The inspector is required to check the following:
- The location and structure of the food-handling premises.
- If good food handling practices are implemented.
- Record keeping to ensure traceability.
- Accredited Food Safety training is in place for the person in charge (manager or owner).
- Food Safety training for all food handlers. This training can be conducted by a suitably qualified person in the business or by a training provider like ASC.
- Equipment suitability.
- That effective pest control measures are in place.
- Any other health hazards that could potentially contaminate the food.
Only when the inspector is satisfied that the food handling operations of the business pose no harm to the food would they issue the Certificate of Acceptability.
The Main Requirements of Regulations R638 in a Nutshell
Regulations R638 consist of 17 Regulations and 7 Annexures and the main regulatory requirements are:
- Regulation 3: Requirements for a Certificate of Acceptability.
- Regulation 5: Standards and Requirements for Food Premises.
- Regulation 6: Standards and Requirements for Facilities on Food Premises.
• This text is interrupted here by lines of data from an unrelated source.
PR #9285, opened 2020-05-22
[amazon-ebs] Add a prevaliate step for KMS keys

dekimsey:
This change introduces a check on the KMS key id or alias early in
start-up to make sure it exists in the given regions. This eliminates a
possible condition that can cause the opaque ResourceNotFound at the end
of the build.

If encryption parameters are not set, the check is not performed so we
shouldn't run afoul of IAM permission issues.

### DIFF
--- a/builder/amazon/common/step_pre_validate.go
+++ b/builder/amazon/common/step_pre_validate.go
@@ -7,8 +7,10 @@ import (
 	"time"
 
 	"github.com/aws/aws-sdk-go/aws"
+	"github.com/aws/aws-sdk-go/aws/session"
 	"github.com/aws/aws-sdk-go/service/ec2"
 	"github.com/aws/aws-sdk-go/service/ec2/ec2iface"
+	"github.com/aws/aws-sdk-go/service/kms"
 	"github.com/hashicorp/packer/common/retry"
 	"github.com/hashicorp/packer/helper/multistep"
 	"github.com/hashicorp/packer/packer"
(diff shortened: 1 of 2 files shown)


dekimsey:
I wrote this as a result of spending more hours than I'd like to admit trying to figure out why I was getting a ResouceNotFound error in my AMI builds. This is in effect, a typo checker. 🤦 

I wrote a (simple) builder test, but I wasn't clear if I should add it since it would be a meaningful change to the IAM permissions required to test. I couldn't find any documentation on what the current privileges the tests are run under.

dekimsey:
No worries, thank you for taking the time to consider the change.

I agree, I'm a bit concerned with the permissions requirement. I didn't know what to make of it. I *thought* DescribeKey was on the documented permissions list, but now I'm not seeing it...

I believe generally the project tries to keep ui.Say quiet. Is there warning or info level instead? I'm a bit hesitant of hiding a failed diagnostic check behind debug. Mostly I only reach for that when I suspect packer is the error (which was way late into my process lol).

I can look at the return codes and see if Amazon gives us a hint. Debugging IAM denials are such a pain.

PS sharing KMS encrypted images cross-account, cross-region, for use in an AutoScalingGroup is a nightmare. I'm still fighting it two days later. I may put together a write-up of what I had to do in hopes it can get added to the docs.

SwampDragons:
I'd be okay with using ui.Error() for a failure here. That'll print the issue in red, which would at least alert users that something is "off", but wouldn't be read by the Packer build as an error worthy of failing the build. 

I would _love_ to add some docs to our "guides" section or our AWS builder docs about getting IAM policies working across accounts and regions. If you do get around to that please do open a PR.

SwampDragons:
Are you planning to revisit this PR, or should we close for now?

dekimsey:
Ooof! I totally forgot about this. Let me try working it out this weekend. I really want to add support for this so users get better notifications when they do dumb things like I did.

PR #9286, opened 2020-05-23
Fix aws_secretsmanager multiple keys support

overdrive3000:
As mentioned in here https://github.com/hashicorp/packer/pull/9273#issuecomment-632270587 current implementation of `aws_secretsmanager` function make a wrong assumption when no key is given and secret has multiple values making this feature inconsistent.

This PR fix this by throwing an error if no key is given when secret has mutliple values.

### DIFF
--- a/template/interpolate/aws/secretsmanager/secretsmanager.go
+++ b/template/interpolate/aws/secretsmanager/secretsmanager.go
@@ -83,7 +83,11 @@ func getSecretValue(s *SecretString, spec *SecretSpec) (string, error) {
 		return "", err
 	}
 
-	// If key is not set then return first value stored in secret
+	// If key is not set and secret has multiple keys, return error
+	if spec.Key == "" && len(secretValue) > 1 {
+		return "", errors.New("Secret has multiple values and no key was set")
+	}
+
 	if spec.Key == "" {
 		for _, v := range secretValue {
 			return v, nil
--- a/template/interpolate/aws/secretsmanager/secretsmanager_test.go
+++ b/template/interpolate/aws/secretsmanager/secretsmanager_test.go
@@ -20,13 +20,15 @@ func (m mockedSecret) GetSecretValue(in *secretsmanager.GetSecretValueInput) (*s
 
 func TestGetSecret(t *testing.T) {
 	testCases := []struct {
-		arg  *SecretSpec
-		mock secretsmanager.GetSecretValueOutput
-		want string
-		ok   bool
+		description string
+		arg         *SecretSpec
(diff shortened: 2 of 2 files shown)


template/interpolate/aws/secretsmanager/secretsmanager.go
```diff
@@ -83,7 +83,11 @@ func getSecretValue(s *SecretString, spec *SecretSpec) (string, error) {
...
 	}
 
-	// If key is not set then return first value stored in secret
+	// If key is not set and secret has multiple keys, return error
+	if spec.Key == "" && len(secretValue) > 1 {
+		return "", errors.New("Secret has multiple values and no key was set")
+	}
+
 	if spec.Key == "" {
 		for _, v := range secretValue {
```
sylviamoss, line 92: Would this look better if this condition follows the first condition pattern? 
```
if spec.Key == "" && len(secretValue) == 1 {
     return secretValue[0], nil
} 
```

overdrive3000: Hi @sylviamoss 

I like your suggestion but as `secretValue` holds a map I need to some other changes for example, change current `if` by:

```
	// Empty key is only valid if secret has a single value
	if spec.Key == "" && len(secretValue) == 1 {
		for _, v := range secretValue {
			return v, nil
		}
	}
```

Then remove https://github.com/overdrive3000/packer/blob/fix-multikey/template/interpolate/aws/secretsmanager/secretsmanager.go#L91-L95 as is not longer needed, in that case I am not sure how to return an error to notify users that if `secret` has multiple keys they must specify a `key`. What do you suggest?

sylviamoss: The `if` example you gave is exactly what I suggested. It is just to make things more simple in the existing code, without ranging over `secretValue` to simply return the first element.
 
I was talking about the second if statement, the already existing one, not the one you added to check multiple secret values, this one I think is great already!

nywilken: Since the resulting structure is a map there would be  a little extra work to get things in to a indexable slice, which may add a little of complexity to simplify the if. Seeing as this map will only have one or more keys (secret must have at least one key, but can have multiple) I think what is currently written is gtg.

sylviamoss: I got confused, I thought at first that this was a slice, it's a map which makes totally sense now what you were saying! 🤦 sorry for the confusion

PR #9287, opened 2020-05-24
builder/qemu: timeout waiting for the guest to become available in the network bridge

rgl:
@SwampDragons, this adds the missing timeout mentioned in https://github.com/hashicorp/packer/pull/9159#discussion_r428851884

- Regulation 7: Standards and Requirements for Food Containers, Appliances, and Equipment.
- Regulation 8: Standards and Requirements for the Display, Storage and Temperature of Food.
- Regulation 9: Standards and Requirements for Protective Clothing
- Regulation 10: Duties of the Person in Charge of Food Premises
- Regulation 11: Duties of a Food Handler
- Regulation 12: Standards and Requirements for the Transportation and Handling of Meat and Meat Products
- Regulation 13: Standards and Requirements for the Transportation of Food
The 5 Basic Steps to Get a Certificate of Acceptability (COA)?
- Download a copy of Regulations R638.
- Ensure that your facility complies with the requirements as detailed in the regulation, including the required Food Safety training. Our Food Safety Course for Persons in Charge simplifies all the requirements of Regulations R638.
- Contact your local authority/municipality and apply for a COA.
- An inspector (EHP) will visit and inspect your premises.
- If satisfied, the local authority will issue you with a COA.
What are the Rules for the Certificate of Acceptability (COA)?
- Display your COA somewhere clearly visible to the public, if practically possible.
- If not possible, keep a copy on hand.
- If the Person in Charge of a facility changes, you must inform the local authority within 30 days to issue a new COA.
- If you make significant renovations that might change the scope of your operations, you must inform the local authority.
- The COA applies to a specific food premise, and if you move your food premises, you will need to apply for another COA.
- A customer has a right to request to see your Certificate of Acceptability.
A Certificate of Acceptability is a food handling business permit confirming that a food handling organisation complies with the basic food safety and hygiene requirements. It is the most basic form of government-issued compliance certification a food-handling organisation requires before implementing more stringent requirements.
It is important to note that it is mandatory to have a Certificate of Acceptability issued under Regulations R638 if you handle food that is included in the scope of the regulation.